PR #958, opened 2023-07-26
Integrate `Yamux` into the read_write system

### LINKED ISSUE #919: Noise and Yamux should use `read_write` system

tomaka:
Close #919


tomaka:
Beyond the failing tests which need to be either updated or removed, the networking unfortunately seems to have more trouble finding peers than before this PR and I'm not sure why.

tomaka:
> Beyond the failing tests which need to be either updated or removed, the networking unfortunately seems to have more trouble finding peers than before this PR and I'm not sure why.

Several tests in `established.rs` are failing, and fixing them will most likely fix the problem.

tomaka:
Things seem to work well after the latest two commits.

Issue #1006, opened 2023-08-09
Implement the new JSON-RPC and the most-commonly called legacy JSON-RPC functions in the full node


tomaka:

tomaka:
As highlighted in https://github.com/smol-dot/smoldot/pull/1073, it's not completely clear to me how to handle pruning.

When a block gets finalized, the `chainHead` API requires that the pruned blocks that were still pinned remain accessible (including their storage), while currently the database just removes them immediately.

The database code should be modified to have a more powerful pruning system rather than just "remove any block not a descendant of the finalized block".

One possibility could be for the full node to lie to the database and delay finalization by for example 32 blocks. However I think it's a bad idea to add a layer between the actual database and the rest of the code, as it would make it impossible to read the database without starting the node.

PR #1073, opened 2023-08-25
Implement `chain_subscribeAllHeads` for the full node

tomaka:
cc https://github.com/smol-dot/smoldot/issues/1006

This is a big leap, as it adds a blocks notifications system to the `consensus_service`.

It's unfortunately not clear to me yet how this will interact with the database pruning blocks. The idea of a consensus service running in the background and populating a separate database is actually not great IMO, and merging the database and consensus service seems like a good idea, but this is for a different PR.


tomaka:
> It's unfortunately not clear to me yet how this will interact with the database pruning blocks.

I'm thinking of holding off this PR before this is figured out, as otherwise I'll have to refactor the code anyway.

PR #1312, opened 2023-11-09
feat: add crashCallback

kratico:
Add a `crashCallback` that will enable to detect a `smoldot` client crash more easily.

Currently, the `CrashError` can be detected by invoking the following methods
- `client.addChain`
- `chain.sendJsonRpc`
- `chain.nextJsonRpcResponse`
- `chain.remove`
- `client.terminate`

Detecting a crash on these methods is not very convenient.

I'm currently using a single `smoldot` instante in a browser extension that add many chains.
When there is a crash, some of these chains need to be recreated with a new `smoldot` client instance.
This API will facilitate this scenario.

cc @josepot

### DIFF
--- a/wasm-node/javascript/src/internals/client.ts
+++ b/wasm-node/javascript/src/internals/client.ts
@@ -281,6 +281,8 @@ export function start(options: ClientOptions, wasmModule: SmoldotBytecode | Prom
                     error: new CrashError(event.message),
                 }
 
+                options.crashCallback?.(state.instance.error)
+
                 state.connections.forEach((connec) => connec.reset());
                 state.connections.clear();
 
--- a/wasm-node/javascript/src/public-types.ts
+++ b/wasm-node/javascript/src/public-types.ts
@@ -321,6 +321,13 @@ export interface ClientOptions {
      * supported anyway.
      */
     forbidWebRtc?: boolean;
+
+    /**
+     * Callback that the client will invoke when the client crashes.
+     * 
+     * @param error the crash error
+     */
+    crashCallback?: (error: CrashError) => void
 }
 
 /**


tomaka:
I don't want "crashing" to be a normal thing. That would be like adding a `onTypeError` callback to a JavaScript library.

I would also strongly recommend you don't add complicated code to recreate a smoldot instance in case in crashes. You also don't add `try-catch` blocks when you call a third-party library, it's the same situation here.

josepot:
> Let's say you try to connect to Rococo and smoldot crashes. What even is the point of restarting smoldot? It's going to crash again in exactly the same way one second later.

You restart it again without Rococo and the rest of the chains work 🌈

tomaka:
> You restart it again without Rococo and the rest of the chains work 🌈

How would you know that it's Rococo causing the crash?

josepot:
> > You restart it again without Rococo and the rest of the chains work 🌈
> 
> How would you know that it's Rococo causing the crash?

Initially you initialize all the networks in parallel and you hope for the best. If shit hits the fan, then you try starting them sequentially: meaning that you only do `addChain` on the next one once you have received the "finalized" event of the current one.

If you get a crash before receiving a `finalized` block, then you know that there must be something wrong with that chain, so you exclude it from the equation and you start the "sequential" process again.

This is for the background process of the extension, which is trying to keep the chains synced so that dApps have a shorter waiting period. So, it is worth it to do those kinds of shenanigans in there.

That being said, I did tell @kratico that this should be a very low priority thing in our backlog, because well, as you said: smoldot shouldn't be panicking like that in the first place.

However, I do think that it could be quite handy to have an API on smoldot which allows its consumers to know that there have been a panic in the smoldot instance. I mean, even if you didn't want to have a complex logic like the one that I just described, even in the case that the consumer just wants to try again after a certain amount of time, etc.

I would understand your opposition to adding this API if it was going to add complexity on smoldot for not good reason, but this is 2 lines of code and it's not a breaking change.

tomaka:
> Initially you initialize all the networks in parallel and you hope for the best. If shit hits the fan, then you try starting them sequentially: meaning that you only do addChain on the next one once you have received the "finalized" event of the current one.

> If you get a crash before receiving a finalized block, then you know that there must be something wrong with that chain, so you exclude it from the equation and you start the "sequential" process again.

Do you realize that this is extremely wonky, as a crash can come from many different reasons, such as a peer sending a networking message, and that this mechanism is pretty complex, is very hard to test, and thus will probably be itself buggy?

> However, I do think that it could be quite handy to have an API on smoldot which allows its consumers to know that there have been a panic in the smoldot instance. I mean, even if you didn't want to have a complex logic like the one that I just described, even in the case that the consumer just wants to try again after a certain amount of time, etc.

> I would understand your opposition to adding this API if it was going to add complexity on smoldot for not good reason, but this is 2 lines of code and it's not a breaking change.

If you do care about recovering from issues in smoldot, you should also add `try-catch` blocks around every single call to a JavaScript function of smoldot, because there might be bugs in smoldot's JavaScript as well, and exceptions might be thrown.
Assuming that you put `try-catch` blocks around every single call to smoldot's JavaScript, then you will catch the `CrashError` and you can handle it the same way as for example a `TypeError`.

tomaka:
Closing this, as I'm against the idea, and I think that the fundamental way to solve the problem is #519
══════════
* Task instructions *
Print every line of the material above exactly.

* Answer space *
PR #958, opened 2023-07-26
Integrate `Yamux` into the read_write system

### LINKED ISSUE #919: Noise and Yamux should use `read_write` system

tomaka:
Close #919


tomaka:
Beyond the failing tests which need to be either updated or removed, the networking unfortunately seems to have more trouble finding peers than before this PR and I'm not sure why.

tomaka:
> Beyond the failing tests which need to be either updated or removed, the networking unfortunately seems to have more trouble finding peers than before this PR and I'm not sure why.

Several tests in `established.rs` are failing, and fixing them will most likely fix the problem.

tomaka:
Things seem to work well after the latest two commits.

Issue #1006, opened 2023-08-09
Implement the new JSON-RPC and the most-commonly called legacy JSON-RPC functions in the full node


tomaka:

tomaka:
As highlighted in https://github.com/smol-dot/smoldot/pull/1073, it's not completely clear to me how to handle pruning.

When a block gets finalized, the `chainHead` API requires that the pruned blocks that were still pinned remain accessible (including their storage), while currently the database just removes them immediately.

The database code should be modified to have a more powerful pruning system rather than just "remove any block not a descendant of the finalized block".

One possibility could be for the full node to lie to the database and delay finalization by for example 32 blocks. However I think it's a bad idea to add a layer between the actual database and the rest of the code, as it would make it impossible to read the database without starting the node.

PR #1073, opened 2023-08-25
Implement `chain_subscribeAllHeads` for the full node

tomaka:
cc https://github.com/smol-dot/smoldot/issues/1006

This is a big leap, as it adds a blocks notifications system to the `consensus_service`.

It's unfortunately not clear to me yet how this will interact with the database pruning blocks. The idea of a consensus service running in the background and populating a separate database is actually not great IMO, and merging the database and consensus service seems like a good idea, but this is for a different PR.


tomaka:
> It's unfortunately not clear to me yet how this will interact with the database pruning blocks.

I'm thinking of holding off this PR before this is figured out, as otherwise I'll have to refactor the code anyway.

PR #1312, opened 2023-11-09
feat: add crashCallback

kratico:
Add a `crashCallback` that will enable to detect a `smoldot` client crash more easily.

Currently, the `CrashError` can be detected by invoking the following methods
- `client.addChain`
- `chain.sendJsonRpc`
- `chain.nextJsonRpcResponse`
- `chain.remove`
- `client.terminate`

Detecting a crash on these methods is not very convenient.

I'm currently using a single `smoldot` instante in a browser extension that add many chains.
When there is a crash, some of these chains need to be recreated with a new `smoldot` client instance.
This API will facilitate this scenario.

cc @josepot

### DIFF
--- a/wasm-node/javascript/src/internals/client.ts
+++ b/wasm-node/javascript/src/internals/client.ts
@@ -281,6 +281,8 @@ export function start(options: ClientOptions, wasmModule: SmoldotBytecode | Prom
                     error: new CrashError(event.message),
                 }
 
+                options.crashCallback?.(state.instance.error)
+
                 state.connections.forEach((connec) => connec.reset());
                 state.connections.clear();
 
--- a/wasm-node/javascript/src/public-types.ts
+++ b/wasm-node/javascript/src/public-types.ts
@@ -321,6 +321,13 @@ export interface ClientOptions {
      * supported anyway.
      */
     forbidWebRtc?: boolean;
+
+    /**
+     * Callback that the client will invoke when the client crashes.
+     * 
+     * @param error the crash error
+     */
+    crashCallback?: (error: CrashError) => void
 }
 
 /**


tomaka:
I don't want "crashing" to be a normal thing. That would be like adding a `onTypeError` callback to a JavaScript library.

I would also strongly recommend you don't add complicated code to recreate a smoldot instance in case in crashes. You also don't add `try-catch` blocks when you call a third-party library, it's the same situation here.

josepot:
> Let's say you try to connect to Rococo and smoldot crashes. What even is the point of restarting smoldot? It's going to crash again in exactly the same way one second later.

You restart it again without Rococo and the rest of the chains work 🌈

tomaka:
> You restart it again without Rococo and the rest of the chains work 🌈

How would you know that it's Rococo causing the crash?

josepot:
> > You restart it again without Rococo and the rest of the chains work 🌈
> 
> How would you know that it's Rococo causing the crash?

Initially you initialize all the networks in parallel and you hope for the best. If shit hits the fan, then you try starting them sequentially: meaning that you only do `addChain` on the next one once you have received the "finalized" event of the current one.

If you get a crash before receiving a `finalized` block, then you know that there must be something wrong with that chain, so you exclude it from the equation and you start the "sequential" process again.

This is for the background process of the extension, which is trying to keep the chains synced so that dApps have a shorter waiting period. So, it is worth it to do those kinds of shenanigans in there.

That being said, I did tell @kratico that this should be a very low priority thing in our backlog, because well, as you said: smoldot shouldn't be panicking like that in the first place.

However, I do think that it could be quite handy to have an API on smoldot which allows its consumers to know that there have been a panic in the smoldot instance. I mean, even if you didn't want to have a complex logic like the one that I just described, even in the case that the consumer just wants to try again after a certain amount of time, etc.

I would understand your opposition to adding this API if it was going to add complexity on smoldot for not good reason, but this is 2 lines of code and it's not a breaking change.

tomaka:
> Initially you initialize all the networks in parallel and you hope for the best. If shit hits the fan, then you try starting them sequentially: meaning that you only do addChain on the next one once you have received the "finalized" event of the current one.

> If you get a crash before receiving a finalized block, then you know that there must be something wrong with that chain, so you exclude it from the equation and you start the "sequential" process again.

Do you realize that this is extremely wonky, as a crash can come from many different reasons, such as a peer sending a networking message, and that this mechanism is pretty complex, is very hard to test, and thus will probably be itself buggy?

> However, I do think that it could be quite handy to have an API on smoldot which allows its consumers to know that there have been a panic in the smoldot instance. I mean, even if you didn't want to have a complex logic like the one that I just described, even in the case that the consumer just wants to try again after a certain amount of time, etc.

> I would understand your opposition to adding this API if it was going to add complexity on smoldot for not good reason, but this is 2 lines of code and it's not a breaking change.

If you do care about recovering from issues in smoldot, you should also add `try-catch` blocks around every single call to a JavaScript function of smoldot, because there might be bugs in smoldot's JavaScript as well, and exceptions might be thrown.
Assuming that you put `try-catch` blocks around every single call to smoldot's JavaScript, then you will catch the `CrashError` and you can handle it the same way as for example a `TypeError`.

tomaka:
Closing this, as I'm against the idea, and I think that the fundamental way to solve the problem is #519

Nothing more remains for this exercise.